Background: Premenstrual symptoms can have a significant negative impact on the quality of a woman's life, and they can occur after ovulation during the luteal phase of the menstrual cycle. Symptoms can range from mild (e.g., breast tenderness, bloating, swelling, pelvic heaviness) to more severe somatic and affective problems. Past treatment strategies for premenstrual symptoms have included oral contraceptives. However, many have adverse effects similar to menstrual symptoms, and studies have shown that they also may increase premenstrual symptoms during the last week of active pills. Two recent developments have regenerated interest in this treatment option. The first is the development of a new progestin, drospirenone, which has antimineralocorticoid activity. It is derived from spironolactone (Aldactone), which has been shown to be effective in treating premenstrual symptoms. An extended regimen for this progestin in combination with ethinyl estradiol (Yasmin) is another option. Coffee and associates evaluated the use of the extended regimen compared with the standard regimen of 21 days of treatment, then seven hormone-free days (21/7), for the treatment of premenstrual symptoms.
The Study: Women who were 18 to 48 years of age were considered for study inclusion. To participate, the women had to be taking a combined estrogen and progestin oral contraceptive for three months and have no contraindications for continuing the hormones. The participants were given 3 mg of drospirenone and 30 mcg of ethinyl estradiol. At the beginning of the study, the women were placed on two cycles of 21 days of active medication and seven days of inactive ingredients. At the end of the two cycles, they were placed on a 168-day extended regimen of the same hormones. During the study, participants also were asked to complete daily symptom scoring reports.

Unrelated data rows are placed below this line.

Issue #1671, opened 2025-08-22
REST: Add unit test for two table operations


dentiny:
## Summary

Now REST API supports replication LSN and commit LSN as we do in pg ingestion, we're able to test on multiple tables.
Test code should be placed under: https://github.com/Mooncake-Labs/moonlink/blob/main/src/moonlink_service/src/test.rs

francescoaristei:
Hi @dentiny, can I work on this issue? thank you

dentiny:
> Hi [@dentiny](https://github.com/dentiny), can I work on this issue? thank you

Sure thanks!

dentiny:
Hi @francescoaristei, any progress or blocker? I'm happy to help, thanks!

francescoaristei:
Hi @dentiny, I am new to moonlink so it is taking a bit, hope that’s not a problem..
If I understood correctly the goal is to test operations like upload/insert in more than 1 table as commit LSN is per table while replication LSN is per database. It would be helpful if you could explain me better what’s the end goal of the tests. Thank you!

dentiny:
> Hi [@dentiny](https://github.com/dentiny), I am new to moonlink so it is taking a bit, hope that’s not a problem.. If I understood correctly the goal is to test operations like upload/insert in more than 1 table as commit LSN is per table while replication LSN is per database. It would be helpful if you could explain me better what’s the end goal of the tests. Thank you!

No worries, ping me any time if you need help. :)

So the test linked in the issue description, if you take a look, only contains test cases which operates on the single table.
In detail, it always create a table, perform a CRUD operations upon the table, read table status, etc.

I want to add new test cases which operations on multiple tables, since we used to have related bugs in the past.
I imagine the simpliest way to add test is:
- create two tables
- insert some rows into table A
- insert some rows into table B
- scan table A and B respectively, and check their content
- mainly I want to make sure no operation gets blocked, and the content returned is correct

francescoaristei:
Oh okay, now is more clear. I got a bit confused with the distinction between commit LSN and replication LSN and I wasn’t sure what the tests were about. And thank you for the help :)

PR #1852, opened 2025-09-01
[moonlink_service][test] split testing utils into seperate file

kenchung285:
## Summary

Briefly explain what this PR does.

## Related Issues

Part of #1325 
Follow up

## Changes

- 
- 
- 

## Checklist

- [x] Code builds correctly
- [x] Tests have been added or updated
- [ ] Documentation updated if necessary
- [x] I have reviewed my own changes

PR #1853, opened 2025-09-01
Added tests for two table operations.

francescoaristei:
## Summary

Based on the tests for one table:

- Insert of json payload.
- Upload of parquet file.
- Insert of parquet file.

Extended same operations on two table for same database.

## Related Issues

Closes [#1671](https://github.com/Mooncake-Labs/moonlink/issues/1671)

## Checklist

- [x] Code builds correctly
- [x ] Tests have been added or updated

### DIFF
--- a/src/moonlink_service/src/test.rs
+++ b/src/moonlink_service/src/test.rs
@@ -706,7 +706,7 @@ async fn test_moonlink_standalone_file_insert() {
         &mut moonlink_stream,
         DATABASE.to_string(),
         TABLE.to_string(),
-        // Four events generated: one append and one commit, with commit LSN 2.
+        // Two events generated: one append and one commit, with commit LSN 2.
         /*lsn=*/
         2,
     )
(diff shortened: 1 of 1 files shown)


src/moonlink_service/src/test.rs
```diff
@@ -732,6 +732,368 @@ async fn test_moonlink_standalone_file_insert() {
...
+    .await
+    .unwrap();
+
+    // Scan table B and get data file and puffin files back.
+    let mut moonlink_stream = TcpStream::connect(MOONLINK_ADDR).await.unwrap();
+    let bytes = scan_table_begin(
+        &mut moonlink_stream,
+        DATABASE.to_string(),
+        table_b.to_string(),
+        /*lsn=*/ 1,
```
dentiny: I think LSN is an implementation detail and subject to change, so it's better to get LSN from response.
Example for reference: https://github.com/Mooncake-Labs/moonlink/blob/00ef02f13438be9a18f1200656a39d6169416692/src/moonlink_service/src/test.rs#L482

dentiny (commented):
Another high-level comment, since we have unit tests for both single table and multi-tables, is it possible to share some code and reduce code duplication?

src/moonlink_service/src/test.rs
francescoaristei: Ok, let me change it.

francescoaristei:
> Another high-level comment, since we have unit tests for both single table and multi-tables, is it possible to share some code and reduce code duplication?

Sure, let me work on it.

dentiny:
CC @kenchung285 as well

dentiny:
ping me when ready, thanks!

francescoaristei:
> ping me when ready, thanks!

@dentiny  Pushed now, thank you!

src/moonlink_service/src/test_utils.rs
```diff
@@ -82,6 +85,156 @@ pub(crate) fn create_test_arrow_schema() -> Arc<ArrowSchema> {
...
+        .post(format!("{REST_ADDR}/ingest/{table_name}"))
+        .header("content-type", "application/json")
+        .json(payload)
+        .send()
+        .await
+        .unwrap()
+}
+
+/// Test util function to send upload request.
+pub(crate) async fn send_test_upload(
```
dentiny: should we put the wait for response also in the util function?

src/moonlink_service/src/test.rs
```diff
@@ -351,6 +351,37 @@ async fn run_optimize_table_test(mode: &str) {
     .unwrap();
 }
 
+/// Util function to check data file and puffin
+async fn assert_data_and_puffin(table: &str, lsn: u64) {
```
kenchung285: We are moving these non-test functions into `test_utils.rs` to make `test.rs` with only testing scripts in the PR: https://github.com/Mooncake-Labs/moonlink/pull/1852
Would you mind move this function into `test_utils.rs`?

francescoaristei: Sure, let me do it

src/moonlink_service/src/test_utils.rs
francescoaristei: Meaning we want to block for the client to return the response?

Results: For the 111 women who completed the initial 21/7 cycles, the highest symptom scores occurred during hormone-free days. Of this group, 102 women (92 percent) completed the 168-day extended regimen and were divided into two groups. Those whose symptoms increased 100 percent during the second half of the 21/7 cycles were placed in the high-cyclic variability group, and those who did not experience increased symptoms were places in the low-cyclic variability group. During the extended treatment regimen, both groups had a significant reduction in symptoms compared with the 21/7 regimen. The greatest improvement in symptoms occurred during the fifth and sixth segments of the extended cycle. Women with high-cyclic variability were significantly more likely to have improvement in their symptoms compared with those who had low-cyclic variability.
Conclusion: The use of a 168-day extended regimen of drosperinone in combination with ethinyl estradiol decreased premenstrual symptoms compared with a standard 21/7 regimen. This was particularly true for women who had more premenstrual symptoms during the 21/7 regimen.